The present invention relates to antibodies against the human 5T4 oncofoetal antigen and corresponding antibody-drug conjugates that are suitable for testing in clinical trials. The antibodies are cross-reactive for humans and cynomolgus monkeys and exhibit an affinity for human 5T4 antigen which is in the same order of magnitude as their affinity for cynomolgus monkey 5T4 antigen. The invention further relates to the use of the antibodies and corresponding ADCs in the treatment of solid tumours and haematological malignancies.

Core Innovation

The disclosed invention relates to antibody-drug conjugates (ADC) comprising an anti-5T4 antibody conjugated to a linker drug, for treating a human solid tumor or a haematological malignancy. The anti-5T4 antibody is characterized by heavy chain (HC) and light chain (LC) variable region (VR) complementarity determining regions (CDRs) selected from specified CDR sets shown in multiple SEQ ID NOs.
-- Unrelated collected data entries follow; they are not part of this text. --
PR #790, opened 2022-03-18
cpu: Discover IBM Secure Execution

Jakob-Naucke:
Set `cpu.se-enabled` to `true` when IBM Secure Execution for Linux (IBM Z & LinuxONE) is available and has been enabled.

Uses `/sys/firmware/uv/prot_virt_host`, which is available in kernels >=5.12 + backports. For simplicity, skip more complicated facility & kernel cmdline lookups.

### DIFF
--- a/source/cpu/se_s390x.go
+++ b/source/cpu/se_s390x.go
@@ -1,0 +1,40 @@
+//go:build s390x
+// +build s390x
+
+/*
+Copyright 2022 The Kubernetes Authors.
+
+Licensed under the Apache License, Version 2.0 (the "License");
+you may not use this file except in compliance with the License.
+You may obtain a copy of the License at
+
+    http://www.apache.org/licenses/LICENSE-2.0
+
+Unless required by applicable law or agreed to in writing, software
+distributed under the License is distributed on an "AS IS" BASIS,
+WITHOUT WARRANTIES OR CONDITIONS OF ANY KIND, either express or implied.
+See the License for the specific language governing permissions and
+limitations under the License.
+*/
+
+package cpu
+
+import (
+	"os"
+
+	"sigs.k8s.io/node-feature-discovery/source"
+)
+
+func discoverSE() map[string]string {
+	se := make(map[string]string)
+	// This file is available in kernels >=5.12 + backports. Skip specifically
+	// checking facilities and kernel command lines and just assume Secure
+	// Execution to be unavailable or disabled if the file is not present.
+	protVirtHost := source.SysfsDir.Path("firmware/uv/prot_virt_host")
+	if content, err := os.ReadFile(protVirtHost); err == nil {
+		if string(content) == "1\n" {
+			se["enabled"] = "true"
+		}
+	}
+	return se
+}
--- a/docs/advanced/customization-guide.md
+++ b/docs/advanced/customization-guide.md
@@ -492,6 +492,8 @@ The following features are available for matching:
 |                  |              | **`enabled`** | bool  | `true` if Intel SGX has been enabled, otherwise does not exist
 | **`cpu.sst`**    | attribute    |          |            | Intel SST (Speed Select Technology) capabilities
 |                  |              | **`bf.enabled`** | bool | `true` if Intel SST-BF (Intel Speed Select Technology - Base frequency) has been enabled, otherwise does not exist
+| **`cpu.se`**     | attribute    |          |            | IBM Secure Execution for Linux (IBM Z & LinuxONE)
+|                  |              | **`enabled`** | bool  | `true` if IBM Secure Execution for Linux is available and has been enabled, otherwise does not exist
 | **`cpu.topology`** | attribute  |          |            | CPU topology related features
 | | |          **`hardware_multithreading`** | bool       | Hardware multithreading, such as Intel HTT, is enabled
 | **`kernel.config`** | attribute |          |            | Kernel configuration options
--- a/docs/get-started/features.md
+++ b/docs/get-started/features.md
@@ -51,6 +51,7 @@ such as restricting discovered features with the -label-whitelist option.*
 | **`cpu-cstate.enabled`**          | bool   | Set to 'true' if cstates are set in the intel_idle driver, otherwise set to 'false'. Unset if intel_idle cpuidle driver is not active.
 | **`cpu-rdt.<rdt-flag>`**          | true   | [Intel RDT][intel-rdt] capability is supported. See [RDT flags](#intel-rdt-flags) for details.
 | **`cpu-sgx.enabled`**             | true   | Set to 'true' if Intel SGX is enabled in BIOS (based a non-zero sum value of SGX EPC section sizes).
+| **`cpu-se.enabled`**              | true   | Set to 'true' if IBM Secure Execution for Linux (IBM Z & LinuxONE) is available and enabled (requires `/sys/firmware/uv/prot_virt_host` facility)
 | **`cpu-model.vendor_id`**         | string | Comparable CPU vendor ID.
 | **`cpu-model.family`**            | int    | CPU family.
 | **`cpu-model.id`**                | int    | CPU model number.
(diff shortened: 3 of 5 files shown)


Jakob-Naucke:
I am in IBM's CNCF CLA group, but I'm currently having trouble selecting the appropriate organisation in EasyCLA. I'll get back to you.

zvonkok:
@Jakob-Naucke If we run NFD inside a guest lets say Kube on OpenStack, it might be also helpful to expose `prot_virt_guest`, is this something that could be read also from CPU flags? 

@marquiz klauspost/cpuid has limited CPU arch support, if we agree to use it for all things related to CPU feature detection we might need to add some PRs there as well, besides arm64 and x86_64 detection.

zvonkok:
@marquiz @Jakob-Naucke may be worthwhile to think about to package all the detection for confidential computing features into a separate source: AMD-SEV-{ES, SNP, ...}, Intel TDX, SGX, ARM CCA, IBM SE (Power, s390x)

Jakob-Naucke:
woah @zvonkok that's a bunch of cans of worms :)

For context: I'm coming from the [Confidential Containers](https://github.com/confidential-containers) project, we primarily utilise [Kata Containers](https://github.com/kata-containers) (where I'm also active) to run pods as minimal TEE-enabled VMs (AMD SEV, IBM Secure Execution, Intel TDX). NFD could provide useful information for scheduling in heterogeneous clusters there.

> If we run NFD inside a guest lets say Kube on OpenStack, it might be also helpful to expose `prot_virt_guest`

Sure. Philosophically, I'm somewhat hesitant to call this a CPU flag though -- where do you think does this belong?

> is this something that could be read also from CPU flags?

We're looking into making this information consumable through CPU flags/HW caps -- the current sysfs is already an upgrade from facility bits & kernel command line parsing. But since it's some time in the future to actually land in distros, I'd like to suggest the approach presented here for now.

> may be worthwhile to think about to package all the detection for confidential computing features into a separate source: AMD-SEV-{ES, SNP, ...}, Intel TDX, SGX, ARM CCA, IBM SE (Power, s390x)

In principle, yes. Do you think that we should have a generic field for that? I didn't do this for this PR because it would seem like this flag had support for all major TEEs when it hadn't. Let me loop in @bpradipt, also active in Confidential Containers, here -- and if it is required, I could loop in some more people from manufacturers to help out (although I can't recruit them obviously :)) In Kata, we're doing a [bunch](https://github.com/kata-containers/kata-containers/blob/main/src/runtime/virtcontainers/hypervisor_linux_amd64.go) of [such](https://github.com/kata-containers/kata-containers/blob/main/src/runtime/virtcontainers/hypervisor_ppc64le.go) checks [already](https://github.com/kata-containers/kata-containers/blob/main/src/runtime/virtcontainers/hypervisor_s390x.go) (that isn't consumable for scheduling though).

zvonkok:
> woah @zvonkok that's a bunch of cans of worms :)
> 
> For context: I'm coming from the [Confidential Containers](https://github.com/confidential-containers) project, we primarily utilise [Kata Containers](https://github.com/kata-containers) (where I'm also active) to run pods as minimal TEE-enabled VMs (AMD SEV, IBM Secure Execution, Intel TDX). NFD could provide useful information for scheduling in heterogeneous clusters there.

I know that is why I brought it up :), I am leading the effort on enabling GPUs (our next GPU: Hopper will have CC HW support built in) and other accelerators in Kata. I am new to the Kata community but some Issues and PRs are already open. 

Yes, that is my thought as well, if you have AMD and Intel machines you might want to schedule your workload to an SGX | TDX | SEV node. I mean we can start with the usual suspects and extend as needed. 

> > If we run NFD inside a guest lets say Kube on OpenStack, it might be also helpful to expose `prot_virt_guest`
> 
> Sure. Philosophically, I'm somewhat hesitant to call this a CPU flag though -- where do you think does this belong?

Just trying to sort out what we need to expose "any" of those TEEs. 

> 
> > is this something that could be read also from CPU flags?
> 
> We're looking into making this information consumable through CPU flags/HW caps -- the current sysfs is already an upgrade from facility bits & kernel command line parsing. But since it's some time in the future to actually land in distros, I'd like to suggest the approach presented here for now.
> 
> > may be worthwhile to think about to package all the detection for confidential computing features into a separate source: AMD-SEV-{ES, SNP, ...}, Intel TDX, SGX, ARM CCA, IBM SE (Power, s390x)
> 
> In principle, yes. Do you think that we should have a generic field for that? I didn't do this for this PR because it would seem like this flag had support for all major TEEs when it hadn't. Let me loop in @bpradipt, also active in Confidential Containers, here -- and if it is required, I could loop in some more people from manufacturers to help out (although I can't recruit them obviously :)) In Kata, we're doing a [bunch](https://github.com/kata-containers/kata-containers/blob/main/src/runtime/virtcontainers/hypervisor_linux_amd64.go) of [such](https://github.com/kata-containers/kata-containers/blob/main/src/runtime/virtcontainers/hypervisor_ppc64le.go) checks [already](https://github.com/kata-containers/kata-containers/blob/main/src/runtime/virtcontainers/hypervisor_s390x.go) (that isn't consumable for scheduling though).

Yep, I have seen that, and I am glad you're bringing this to NFD. I was anyway in the process to propose something like this to NFD. I think there are also other parts in Kata that could be exposed via NFD and have it not reimplemented another time in Kata or other sandboxed environments.

marquiz:
Good discussion above. I've also been trying to figure out (silently 😄) what to do with all these scattered pieces of tee/cc information. Going forward, I think there will be more...

As @zvonkok suggested above, maybe a separate feature source would make sense 🧐 I.e. put all trusted computing related stuff under `source/tee/` or smth instead of cramming everything under `source/cpu/`. This also means that the labels would be something like `feature.node.kubernetes.io/tee-sgx.enabled`.  But, I don't have any good vision or strong opinions on this yet.

For now, I think we could just merge this PR as we don't have any better alternatives (and we already have e.g. `cpu-sgx`. 

@mythi do you have any thoughts on this one?

marquiz (approved):
I would be ok to merge this.

I don't have objections to the new functionality. My only concern is the "general worry" that we need to do something about these security/tee features, going forward (before v1.0). But as I don't have any better concrete suggestions/ideas for now, I'm fine with this.

source/cpu/se_s390x.go
```diff
@@ -0,0 +1,38 @@
...
+See the License for the specific language governing permissions and
+limitations under the License.
+*/
+
+package cpu
+
+import "os"
+
+// This assumes the `host-sys` mount, which provides access to the host sysfs.
+const protVirtHost = "/host-sys/firmware/uv/prot_virt_host"
```
Ethyling, line 25: Should we use `source.SysfsDir` here?

marquiz: Uh-oh, yes, definitely. Thanks @Ethyling!

marquiz (changes requested):
Per @Ethyling's comment use `source.SysfsDir`

source/cpu/se_s390x.go
Jakob-Naucke: We should. Tested & done.

mythi:
> @marquiz @Jakob-Naucke may be worthwhile to think about to package all the detection for confidential computing features into a separate source: AMD-SEV-{ES, SNP, ...}, Intel TDX, SGX, ARM CCA, IBM SE (Power, s390x)

+1 but not blocking this PR. Another thing to consider is whether we wanted to have some "standard" label(s) (via the new custom rules), e.g., kata could rely on (`feature.node.kubernetes.io/protected-guest.capable`etc.)

marquiz:
> Another thing to consider is whether we wanted to have some "standard" label(s) (via the new custom rules), e.g., kata could rely on (`feature.node.kubernetes.io/protected-guest.capable`etc.)

Yeah, this is what I've been pondering as well, I.e. maintain some "standard" `NodeFeatureRule` object(s) in the NFD repo. Would need some feedback/input from the downstream regarding what kind of labels would be useful 😊

marquiz (approved):
That was a quick fix @Jakob-Naucke 👍

@zvonkok @Ethyling feel free to lgtm if it looks good to you, now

The invention further specifies that the linker drug is conjugated to the anti-5T4 antibody in a site-specific manner using engineered cysteine. The engineered cysteine positions are described in relation to native interchain disulfide cysteines, with stated preferences for heavy chain position 41 and light chain positions 40 and 41 (Kabat numbering), thereby enabling ADC conjugation while preserving binding and reducing hydrophobicity and protease-triggered premature drug release.

The ADC is defined using structural formulas (I) and (II) and conjugate parameters, including n and average DAR (m), with stated preferred ranges. The linker drug is particularly described as duocarmycin derivatives, and the disclosure includes that site-specific vc-seco-DUBA ADCs maintain affinity and show improved hydrophobicity behavior and enhanced potency/efficacy and pharmacokinetics versus a prior art H8-vc-seco-DUBA control.

Claims Coverage

The patent contains one independent claim covering a method of treating specific human cancers with an ADC defined by an anti-5T4 antibody having CDRs selected from multiple SEQ ID NO sets, and a linker-drug conjugate. The dependent claims refine the independent claim by specifying conjugate/ADC structural formulas, conjugation constraints (including engineered cysteine), quantitative conjugate ranges, particular antibody CDR/sequence sets, and defined cytotoxic drug classes for the linker drug.

Treating a human solid tumor or haematological malignancy with an anti-5T4 ADC

Administering an effective amount of an antibody-drug conjugate (ADC) to treat a human solid tumor or a haematological malignancy, where the ADC comprises an anti-5T4 antibody having a linker drug conjugated thereto.

Anti-5T4 CDR sets selected from SEQ ID NO-defined groups

Selecting the antibody heavy chain (HC) and light chain (LC) variable region (VR) complementarity determining regions (CDRs) from the group consisting of CDR sets shown in SEQ ID NO:1/2, SEQ ID NO:5/6, SEQ ID NO:7/8, SEQ ID NO:11/12, SEQ ID NO:13/14, SEQ ID NO:17/18, SEQ ID NO:19/20, and SEQ ID NO:25/26.

Site-specific conjugation via engineered cysteine

Conjugating the linker drug to the antibody at least through an engineered cysteine.

ADC defined by structural formulas (I) and (II) with conjugate constraints

Using an ADC according to conjugate/ADC structural definitions that include values for n and m (average DAR), including the range n=0-3 and m as an average DAR from 1 to 6, as constrained by the structural formulas (I) and (II).

Linker drug comprises defined cytotoxic drug classes

Defining the linker drug as comprising a cytotoxic drug selected from duocarmycins, calicheamicins, pyrrolobenzodiazepine dimers, maytansinoids, and auristatins.

Overall, the claim set focuses on treating cancer with an anti-5T4 ADC where the anti-5T4 antibody is defined by specific SEQ ID NO-based CDR selections, and the ADC is further constrained by site-specific conjugation using engineered cysteine and by ADC structural/conjugate parameters, with the linker drug selected from specified cytotoxic drug classes.

Stated Advantages

Maintains affinity for engineered site-specific vc-seco-DUBA ADCs.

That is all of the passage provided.